India’s big states look to push 2-child policy with carrots and sticks

TOKYO — With India on pace to become the world’s most populous country by the end of the decade, some states are looking to slam the brakes on population growth through incentives that reward couples for having no more than two children.

The controversial policy proposals, which include penalties for bigger families, are being driven by worries that a swelling population will put further strain on a tight job market, as well as supplies of food, electricity and other necessities. 

Uttar Pradesh, a poor northern state that is home to more than 200 million people, has released draft legislation that seeks to achieve population “stabilization” and promote a “two-child norm.”

Families in India’s most populous state with two children would be rewarded with a range of benefits from higher pay and subsidies for real estate purchases to soft loans and utility bill rebates. One-child families would receive even more perks in education, health care and employment.

Couples with three or more children would become ineligible for state subsidies and welfare benefits, as well as losing the right to run for a state assembly seat.
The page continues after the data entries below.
PR #412, opened 2019-03-05
Fixes #26234 - move compute resource validation to their class

shiramax:
This PR includes: 
- Changing the validation in case of creating a new compute resource to their class, which makes the registration of each compute resource very easy.
-  Changing the compute resource name to lower case letter
- Remove interfaces_attrs_name_list helper method in HammerCLIForeman

### DIFF
--- a/lib/hammer_cli_foreman/compute_resource.rb
+++ b/lib/hammer_cli_foreman/compute_resource.rb
@@ -1,4 +1,6 @@
 require 'hammer_cli_foreman/image'
+require 'hammer_cli_foreman/compute_resource/register_compute_resources'
+
 
 module HammerCLIForeman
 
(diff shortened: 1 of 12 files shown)


lib/hammer_cli_foreman/compute_resource.rb
```diff
@@ -70,24 +72,15 @@ def print_data(data)
...
       failure_message _("Could not create the compute resource")
 
       build_options
 
       validate_options do
-        required_options = (VALIDATION_PER_PROVIDER[
+        required_options = (::HammerCLIForeman.compute_resources[
           option(:option_provider).value.to_s.downcase
-        ] || []).unshift(:option_name, :option_provider).uniq
+        ] || []).compute_resource_creation_validation
```
mbacovsky: We've lost `:option_name` and `:option_provider` was it intentional? If not can we add it to the base compute_resource and extend in successors?

mbacovsky: can we make `compute_resource_creation_validation` more generic? E.g. 
```ruby 
def mandatory_attributes; [:name, :provider]; end
```
and use it like 
```ruby
... .mandatory_attributes.map { |attr| "option_#{attr}".to_sym }
```

mbacovsky: I see now the name I suggested may lead to confusion with host attributes and understand why you chose the name. Maybe `mandatory_resource_options` could help to avoid the `validation` in the name which is suggesting it is validating something?

shiramax: @mbacovsky
 can you explain how the mandatory_resource_options could help avoid the validation in the name?
thanks.

mbacovsky: 'mandatory_resource_options' would be new name for `compute_resource_creation_validation`. 
In the base class you'd have
```ruby
def mandatory_resource_options; [:name, :provider]; end
```
in the libvirt it would be
```ruby
def mandatory_resource_options; super + [:url]; end
```
etc. And in the command it would be
```ruby
      validate_options do
         required_options = (::HammerCLIForeman.compute_resources[
￼             option(:option_provider).value.to_s.downcase		￼           
￼           ] || []).mandatory_resource_options.map { |attr| "option_#{attr}".to_sym }
         all(*required_options).required
￼       end
```
Makes sense now?

lib/hammer_cli_foreman/compute_resource/ec2.rb
```diff
@@ -14,7 +14,11 @@ def compute_attributes
             'managed_ip'
         ]
       end
+
+      def mandatory_resource_options
+        super + [:name, :provider, :region, :user, :password]
```
mbacovsky: Extra `:name` and `:provider`?

mbacovsky:
@shiramax thanks for the update. I've found that in the EC2 resource the mandatory options are doubled, see inline. Except that it is good to go!

mbacovsky:
@shiramax thanks for the update. All my comments were addressed.

PR #416, opened 2019-04-04
Fixes #26536 - Possibility to change host loc/org via hammer

ofedoren:


ofedoren:
@akofink, try `hammer host update --name myhost.example.com --organization-id id_of_hosts_current_organization --new-organization-id id_of_organization_to_be_assigned`

akofink:
Great! This scenario isn't currently covered by tests afaict, right?

ofedoren:
@akofink, I'm afraid it isn't (or there are some minor oversights like in https://github.com/Katello/hammer-cli-katello/pull/645). Also I've just noticed, when tried this command, that `name` passed as a parameter under `host` scope which isn't quite good since name should remain the same (command with those parameters should not chande the host's name). It will not change the host's name since it is the same, but still not quite good...

mbacovsky:
[test hammer]

akofink:
What's going on here?

swadeley:
@ofedoren why no Assignees?

ofedoren:
@akofink, @mbacovsky currently isn't available :(

@swadeley, it's not so important in the scope of github. There is an assignee in the redmine issue.

lib/hammer_cli_foreman/hosts/common_update_options.rb
```diff
@@ -77,6 +77,20 @@ def request_params
         if action == :update
           params['host']['compute_attributes']['volumes_attributes'] = nested_attributes(option_volume_list) unless option_volume_list.empty?
           params['host']['interfaces_attributes'] = interfaces_attributes unless option_interface_list.empty?
+          new_location = option_new_location_name || option_new_location_title
```
mbacovsky: Could this logic be extracted to the OptionSource so that it is resolved along with other options and reusable like the new OptionBuilder

ofedoren:
@mbacovsky, updated.

Now there are new [option sources](https://github.com/theforeman/hammer-cli-foreman/blob/63653cd2c1ff12e2e2fd3cf75df3cfb5cbade5d0/lib/hammer_cli_foreman/option_sources/new_params.rb) that will resolve any `new_resource_name` option.

mbacovsky:
@ofedoren, I like how the new option source is designed. Would you mind fixing the conflict before I do last round of testing?

ofedoren:
@mbacovsky, done :)

mbacovsky:
Thanks @ofedoren!  :champagne:

PR #417, opened 2019-04-08
Fixes #24717 - Create hostgroup with puppet classes

ofedoren:


mbacovsky:
@ofedoren, looks good! Would it be possible and reasonable to add a test which mocks situation when there is more then a 1000 records  searched by name? The goal would be to test the API is called multiple times and the results are merged.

Uttar Pradesh is one India’s biggest sources of migrant laborers for other states. The bill has been opened up to public comment while the assembly debates the proposals.

Other populous states such as Karnataka and Gujarat are mulling similar two-child measures. A bill under consideration in Assam state would deny government jobs to parents of three or more children.

Indian Prime Minister Narendra Modi during an Independence Day speech in 2019. His ruling BJP party has been accused of pushing a Hindu-nationalist agenda.   © Reuters

Fueling these moves are concerns that the economy would be hamstrung by rapid population growth.

“Rapidly increasing population poses various new challenges for us and our future generations,” Prime Minister Narendra Modi said in an Independence Day speech in 2019.

Why should poor people not have toilets, no electricity in the house, no house to live in, no water supply and no bank account?” he said, acknowledging the gaps in the country’s infrastructure.

The World Bank forecasts India’s working-age population of age 15 and older to grow by around 1.3 million people every month until 2025.

To keep a stable labor market, India must create about 8 million jobs a year, but the coronavirus pandemic has complicated this scenario. The country’s central bank, the Reserve Bank of India, downgraded in June its projection for real gross domestic product growth to 9.5% for the year through March 2022 from 10.5% as of February.

India’s total fertility rate, or the average number of children born to a woman over her lifetime, stood at 2.2 in 2020, sharply down from nearly 6 in 1960. This mirrors a fall in the global rate from 5.05 in 1964 to 2.4 in 2019. But India’s decline does little to ease its population anxiety, given the country’s sheer size.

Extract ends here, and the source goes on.